In a recent survey published in the Journal of Psychoactive Drugs this January, researchers revealed the results of a study they performed on approximately 400 people. The participants of the survey were asked about their cannabis use as well as their general feelings about the United States health-care system.
The vast majority of participants were overwhelming in favor of medical cannabis in regards to its effectiveness, addictiveness, availability, safety, side effects, and price in comparison with pharmaceutical prescription medicines. Among the reported medical conditions of those who participated in the survey were anxiety, chronic pain, muscle spasms, and PTSD.
The survey results indicated that (out of those who participated) cannabis is favored over conventionally prescribed pharmaceutical medicines as it is seen as both effective and rather a harmless alternative to man-made pills.
In fact, 42 percent of the participants stopped taking other prescription drugs once cannabis became legal. Also, 38 percent of the participants were able to cut back on the number of pharmaceuticals they take on a regular basis. Among the most common medicines that these patients cut-back on, or stopped altogether, were the infamous opioid painkillers such as Oxycodone, as well as other strong pain relievers and tranquilizers such as Xanax and Valium.
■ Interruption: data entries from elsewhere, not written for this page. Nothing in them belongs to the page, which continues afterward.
PR #27783, opened 2023-10-24
feat(ct): angular component testing

### LINKED ISSUE #14153: [Feature] Support for Component Tests in Angular apps
Please support Component Testing for Angular.

In v1.22.0, there is experimental support for react, vue, and svelte Component Tests
> https://github.com/microsoft/playwright/releases/tag/v1.22.0

F997E557-0366-4AF7-BB76-1BCDA37C0611

sand4rt:
closes: https://github.com/microsoft/playwright/issues/14153 and https://github.com/sand4rt/playwright-ct-angular

### TODO
- [x] ~~Enable vite-plugin-angular JIT mode: https://github.com/analogjs/analog/pull/374#issuecomment-1536991065~~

The results of this survey, while possibly somewhat skewed because it was performed during a pro-cannabis-reform event, are a reflection of similar studies completed in the past. Furthermore, as the researchers of this particular survey themselves conveyed, with the growing need for medical marijuana, those holding positions of authority in the public health industry must focus on the well-being patients, individually, as well as society as a whole.
The study’s conclusion? Not only do patients prefer pot over pills, but It’s time for seriously reconsidering the cannabis situation. A full scientific investigation of cannabis’ full medicinal properties and benefits is needed.